When someone complains, they can tick a box as to whether they want Netsafe to contact the other individual. They then receive a summary of their next options, one of which is to pursue court action.

It’s then up to the court to decide whether the complaint is legitimate or vexatious or frivolous.

Lyons says he wasn’t sure what an improvement on the process would be because everyone should have the right to make a complaint and it’s not for Netsafe to decide whether someone’s serious emotional distress was legitimate - that was a job for the courts.

A tool for foreign interference?

The ease and speed with which someone can get a gag order has unnerved the Union - and it’s increasingly concerned the law could be used by foreign actors as a means to suppress and interfere in some cases.

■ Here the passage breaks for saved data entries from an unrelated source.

PR #466, opened 2021-12-22
Remove unused mulesoft repository

ndr-brt:
The comment reported that this dependency was "used for the multihash lib", but we don't use that dependency (there are some copy-and-pasted files from it).
This is currently breaking CI (e.g. https://github.com/eclipse-dataspaceconnector/DataSpaceConnector/runs/4607127286?check_suite_focus=true) because the mulsesoft repository is responding 502 but, since it's not needed, we can get rid of it.

### DIFF
--- a/build.gradle.kts
+++ b/build.gradle.kts
@@ -46,9 +46,6 @@ subprojects {
         maven {
             url = uri("https://maven.iais.fraunhofer.de/artifactory/eis-ids-public/")
         }
-        maven {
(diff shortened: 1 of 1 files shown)


ndr-brt:
(Integration tests are broken because they run on the current main, that still has the mulesoft repository)

paullatzelsperger:
as far as I recall it was used for the rate limiting API on ION.

jimmarino (approved):

PR #473, opened 2021-12-23
fix: Repair transformers related to Asset and fix NullPointerException in MultipartCatalogDescriptionRequestSender

bscholtes1A:


data-protocols/ids/ids-api-multipart-dispatcher-v1/src/main/java/org/eclipse/dataspaceconnector/ids/api/multipart/dispatcher/sender/MultipartCatalogDescriptionRequestSender.java
```diff
@@ -132,4 +112,34 @@ protected Catalog getResponseContent(IdsMultipartParts parts) throws Exception {
 
         return transformResult.getContent();
     }
+
+    private static void createOfferResourcesFromProperties(ResourceCatalog catalog, ObjectMapper mapper) {
+        if (catalog.getProperties() != null) {
```
bscholtes1A, line 117: This test is the fix for the NullPointerException

data-protocols/ids/ids-api-multipart-dispatcher-v1/src/main/java/org/eclipse/dataspaceconnector/ids/api/multipart/dispatcher/sender/MultipartCatalogDescriptionRequestSender.java
```diff
@@ -84,44 +85,23 @@ protected Message buildMessageHeader(CatalogRequest request, DynamicAttributeTok
...
             throw new EdcException("Payload was null but connector self-description was expected");
         }
 
-        BaseConnector baseConnector;
-        try {
-            baseConnector = objectMapper.readValue(parts.getPayload().readAllBytes(), BaseConnector.class);
-        } catch (IOException exception) {
-            throw new EdcException(String.format("Could not deserialize connector self-description: %s", exception.getMessage()));
+        BaseConnector baseConnector = getBaseConnector(getObjectMapper(), parts);
+        if (baseConnector.getResourceCatalog() == null || baseConnector.getResourceCatalog().isEmpty()) {
```
jimmarino, line 94: Wouldn't it be valid to have no resources, e.g. if the client does not have access to any resources or the current connector does not have any configured?

data-protocols/ids/ids-api-multipart-endpoint-v1/src/main/java/org/eclipse/dataspaceconnector/ids/api/multipart/handler/DescriptionHandler.java
```diff
@@ -47,15 +47,14 @@
...
-    public DescriptionHandler(
-            @NotNull Monitor monitor,
-            @NotNull String connectorId,
-            @NotNull TransformerRegistry transformerRegistry,
-            @NotNull ArtifactDescriptionRequestHandler artifactDescriptionRequestHandler,
-            @NotNull DataCatalogDescriptionRequestHandler dataCatalogDescriptionRequestHandler,
-            @NotNull RepresentationDescriptionRequestHandler representationDescriptionRequestHandler,
-            @NotNull ResourceDescriptionRequestHandler resourceDescriptionRequestHandler,
-            @NotNull ConnectorDescriptionRequestHandler connectorDescriptionRequestHandler) {
+    public DescriptionHandler(@NotNull Monitor monitor,
```
jimmarino, line 50: Minor nit: If this is just formatting, is it possible to avoid this since it makes it difficult to see what the actual changes are?

data-protocols/ids/ids-api-multipart-dispatcher-v1/src/main/java/org/eclipse/dataspaceconnector/ids/api/multipart/dispatcher/sender/MultipartCatalogDescriptionRequestSender.java
bscholtes1A: Yes but what do we do in this case?
If you look at the current main code, if `baseConnector.getResourceCatalog().isEmpty()`, then it would lead `resourceCatalog` to be null and the transformer would be called with a null value while this is not allowed (input argument is annoted with @NotNull).
My concern was then to cover this case which does not seem cover in the present implem and could lead to NullPointerException.

jimmarino: @bscholtes1A it should be initialized to an empty list, which will be passed to the transformer

jimmarino:
@bscholtes1A LGTM pending the one comment about passing an empty list.

data-protocols/ids/ids-api-multipart-dispatcher-v1/src/main/java/org/eclipse/dataspaceconnector/ids/api/multipart/dispatcher/sender/MultipartCatalogDescriptionRequestSender.java
bscholtes1A: I updated so that now `resourceCatalog` gets an empty catalog if none is present in the base connector:
`ResourceCatalog resourceCatalog = baseConnector.getResourceCatalog().stream()
                .findFirst()
                .orElse(new ResourceCatalogBuilder().build());`

@jimmarino  could you please confirm this is what you expected?
If yes I guess we can merge this one

PR #475, opened 2021-12-30
Refactor module loading

### LINKED ISSUE #469: Refactor the module loading
## Restructuring the `core` module

This will be refactored to contain only three sub-modules, those are: 
- `core:base`: will contain all modules currently located in `core`, except `transfer` and `contract`
- `core:contract`: contains all contract-management-related implementations
- `core:transfer`: contains all transfer-management-related implementations

## Dependency loading - requirements and preconditions

_Disclaimer: the term "dependency" here refers to the runtime-dependency expressed by `requires()` and `provides()` rather than Gradle dependencies._

The three `core` modules are added automatically according to the following rules, so we do not need to `require` them or any of their implementations explicitly. Should a module contain several submodules and/or extensions then the rules apply to all of them.
1. `core:base`: implicitly required by all other modules, that it is automatically loaded first during extension loading. One way of doing is would be to simply add a `requires` entry to all extensions on the classpath. 
1. `core:transfer`: implicitly required by all extensions (except other `core` extensions) as soon as it's on the classpath. That means that the `core:transfer` module is always loaded _after_ `core:base` and _before_ all other modules. Technically this could be achieved by adding a `required` entry to all modules (except core extensions) that have the `core:transfer` module on the classpath. So putting the `core:transfer` module on the classpath is enough, it never needs to be `"required"` explicitly.  
1. `core:contract`: implicitly required by all extensions that require the `core:transfer`, so the same mechanism can be applied there.

## Dependency loading - implementation considerations

- Establish a pattern where feature names must be accessible through constants, e.g. requiring the AssetIndex is done by adding `@Requires(AssetIndex.FEATURE)` to the extension.
- Introduce annotations: `requires()` and `provides()` methods will be substituted with annotations, `@Provides` and `@Requires` which take a list of Strings. This would give us the following advantages: 
  - can then be used to inspect dependencies without instantiating the extension class, 
  - perform some sort of dryrun or preflight check to detect dependency problems faster and without actually instantiating and initializing the extension
  - group dependencies together in another annotation, which is useful if the same set of dependencies are used together often, e.g. an extension for a specific AssetIndex implementation could be annotated with `@AssetExtension`, which be an alias for `@Provides(AssetIndex.FEATURE, AssetLoader.FEATURE, DataAddressResolver.FEATURE)`
  - dependency graphs could be generated as a means of documentation

- Introduce hierarchical features: feature names should be namespaced such that they express hierarchy. For example features within the `extension:foo` module have to be named `extension:foo:bar:stuff`, `extension:foo:baz:stuff`. Simply adding a dependency onto the parent feature, here `extension:foo`, would implicitly add depencies onto all "child" features "underneath" the `extension:foo` namespace. The parent feature would be synthetic, meaning we would never explicitly `@Provide` this, only the child features. This is a convenience functionality, as it reduces the amount of dependencies we need to express.

- Modules should expose their features (including parent features) through constants in an interface class in an SPI module, e.g. via `AssetIndex.FEATURE`. 

- remove the `LoadPhase` altogether

paullatzelsperger:
closes #469


data-protocols/ids/ids-api-multipart-dispatcher-v1/src/main/java/org/eclipse/dataspaceconnector/ids/api/multipart/dispatcher/IdsMultipartDispatcherServiceExtension.java
```diff
@@ -51,32 +51,27 @@
...
     private Monitor monitor;
+    @Inject
+    private OkHttpClient httpClient;
+    @Inject
+    private IdentityService identityService;
+    @Inject
+    private TransformerRegistry transformerRegistry;
+
+    public IdsMultipartDispatcherServiceExtension() {
+    }
```
bscholtes1A, line 62: Do we need this constructor?

core/base/src/main/java/org/eclipse/dataspaceconnector/core/BaseExtension.java
```diff
@@ -0,0 +1,14 @@
+package org.eclipse.dataspaceconnector.core;
```
bscholtes1A, line 1: As discussed, check this one is needed.

core/base/src/main/java/org/eclipse/dataspaceconnector/core/CoreExtension.java
```diff
@@ -0,0 +1,16 @@
+package org.eclipse.dataspaceconnector.core;
```
bscholtes1A, line 1: As discussed, check this one is needed.

extensions/iam/distributed-identity/dummy-credentials-verifier/src/main/java/org/eclipse/dataspaceconnector/iam/verifier/DummyCredentialsVerifierExtension.java
```diff
@@ -14,34 +14,23 @@
...
     }
 
-    @Override
-    public Set<String> provides() {
-        return Set.of(CredentialsVerifier.FEATURE);
-    }
-
-    @Override
-    public Set<String> requires() {
-        return Set.of(IdentityHubClient.FEATURE);
```
bscholtes1A, line 42: No @Inject corresponding to this requires?

extensions/iam/distributed-identity/registration-service/src/main/java/org/eclipse/dataspaceconnector/iam/registrationservice/crawler/CrawlerExtension.java
```diff
@@ -47,17 +47,10 @@
     private static final String ION_CRAWLER_TYPE_SETTING = "edc.ion.crawler.did-type";
     private ServiceExtensionContext context;
     private Scheduler quartzScheduler;
-
-    @Override
-    public Set<String> provides() {
```
bscholtes1A, line 52: No corresponding @Provides ?

extensions/iam/oauth2/oauth2-core/src/main/java/org/eclipse/dataspaceconnector/iam/oauth2/core/impl/Oauth2ServiceImpl.java
```diff
@@ -53,6 +54,7 @@
 /**
  * Implements the OAuth2 client credentials flow and bearer token validation.
  */
+@Feature("oauth2")
```
bscholtes1A, line 57: Shouldnt it be `@Provides(Oauth2Service.class)` ?

spi/src/main/java/org/eclipse/dataspaceconnector/spi/transfer/store/TransferProcessStore.java
```diff
@@ -24,9 +25,11 @@
 /**
  * Manages persistent storage of {@link TransferProcess} state.
  */
+@Feature(TransferProcessStore.FEATURE)
 public interface TransferProcessStore {
 
-    String FEATURE = "dataspaceconnector:transferprocessstore";
+    @Deprecated
```
bscholtes1A, line 31: `@Deprecated` ??

bscholtes1A (approved):

paullatzelsperger:
- `DummyCredentialsVerifierExtension.java`: 
  > No @Inject corresponding to this requires?

  Acually no, because no IdentityHub instance is used by this extension
- `Oauth2ServiceImpl.java`: 
  > Do we need to declare the Feature within the Implem?

  yes, correct, will delete.
- `TransferProcessStore.java`:
  > @Deprecated ??

  must have been a merge/rebase problem or some other glitch. it's not deprecated of course :)

jimmarino (commented):
Looks good but do InjectionPoint and the related classes need to be in SPI? Can't they be moved to the bootstrap module?

paullatzelsperger:
> Looks good but do InjectionPoint and the related classes need to be in SPI? Can't they be moved to the bootstrap module?

Unfortunately they cannot, because `ServiceExtensionContext.loadServiceExtensions()`, which is in SPI, returns a `List<InjectionContainer>>`

jimmarino:
> > Looks good but do InjectionPoint and the related classes need to be in SPI? Can't they be moved to the bootstrap module?
> 
> Unfortunately they cannot, because `ServiceExtensionContext.loadServiceExtensions()`, which is in SPI, returns a `List<InjectionContainer>>`, so that would introduce a circular dependency between `spi` and `core:base`

OK, not for this PR but why don't we internalize the loadExtensions methods by moving them out of ServiceExtensionContext and into a separate, internal interface used by the bootsrap system (this could extend the former)? The DefaultServiceExtensionContext would implement both interfaces. This would remove those methods and referenced classes from the SPI, which are not intended to be used by extensions?

jimmarino (approved):

PR #478, opened 2022-01-04
data-protocols: add guard to avoid NPE when tokenResult is failed

ndr-brt:


jimmarino:
@ndr-brt is this ready to merge? If you are OK with it, I'll do that.

ndr-brt:
@jimmarino ok

PR #481, opened 2022-01-05
refactor(oauth2-core): only set jwsAlgorithm in constructor

tmberthold:


ndr-brt (approved):

tmberthold:
_Pipeline needs to be restarted due to a timeout connecting to a dependency repo._

Issue #92, opened 2021-09-22
Improve folder structure


MoritzKeppler:
We will have multiple associated services in our repo next to the connector, e.g. registration service for DID functionality.
I suggest to update the folder structure in a way that makes it easier to understand, which code belongs to which service.
Proposal:
```
/docs                       overall docs
/common                     shared libs, like the service loading framework
/services                   all services that form the connector ecosystem
e.g.
/services/connector         the connector itself :-)
/services/did-registration  registration service that crawls ION network
/services/catalog           ...
```
each service can have the following subfolders
```
.../core                core business functionality of the service
.../launcher            one or more bundles / launchers
.../scripts             e.g. helm charts
.../extensions          extensions that can get bundled
.../interfaces (or spi) extension interfaces
```
What do you think?
<sub> Moritz Keppler <moritz.keppler@daimler.com>, Daimler TSS GmbH, [legal info/Impressum](https://github.com/Daimler/daimler-foss/blob/master/LEGAL_IMPRINT.md)</sub>

jimmarino:
+1

DominikPinsel:
I think that's great idea. What do you think about restructuring the extension directory, too? 
It would be nice if the directory structure would show which part of the system is extended.

Examples:
- /filesystem/configuration-fs -> /configuration/filesystem
- /filesystem/vault-fs -> /vault/filesystem
- /aws/s3/provision -> /transfer/provision/aws/s3
- /aws/s3/s3-schema -> /schemas/aws/s3
- /azure/transfer-process-store-cosmos -> transfer/store/azure-cosmos
- /azure/vault -> /vault/azure

DominikPinsel:
Would it be fine when I create a draft pull-request with these changes?

PR #482, opened 2022-01-05
Restructure modules 

paullatzelsperger:
This PR has two main areas of change:
- split apart the SPI module into different sub-modules, so that different runtimes (e.g. dataloader, data-plane) only need to have classes that they need on the classpath.
- go through all extensions and make sure they are at the correct place in the folder structure (e.g. a `cosmos` subfolder was created)

I also added BOM files for some features.


spi/catalog-spi/build.gradle.kts
```diff
@@ -0,0 +1,32 @@
...
+
+
+dependencies {
+    api(project(":spi:core-spi"))
+    api(project(":spi:contract-spi"))
+}
+
+publishing {
+    publications {
+        create<MavenPublication>("transfer-spi") {
```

Hanne has just set up a new inter-country body, Pillar, to raise awareness in South Pacific countries about foreign interference in liberal democracies.

“We're starting to realise that there is a much bigger problem here,” says Hanne.

“Repressive foreign governments that don't like bad press, even if it's done by someone who has no ostensible connection to that foreign government, we make ourselves very vulnerable.”

New Zealand needed to figure out a way to strike a balance between protecting civil liberties and recognising that we shouldn’t be naive about our vulnerabilities.

Retired district court judge David Harvey holds similar views. Writing on his substack, Harvey said: ,“Censoring criticism is a well-known ploy of totalitarian regimes – the Government of the People’s Republic of China is well versed in it and its myriad forms.

“It must be of concern, therefore, that legislation designed to address cyberbullying and material that causes serious emotional distress, and which allows in proven cases for the material to be removed, should be deployed.”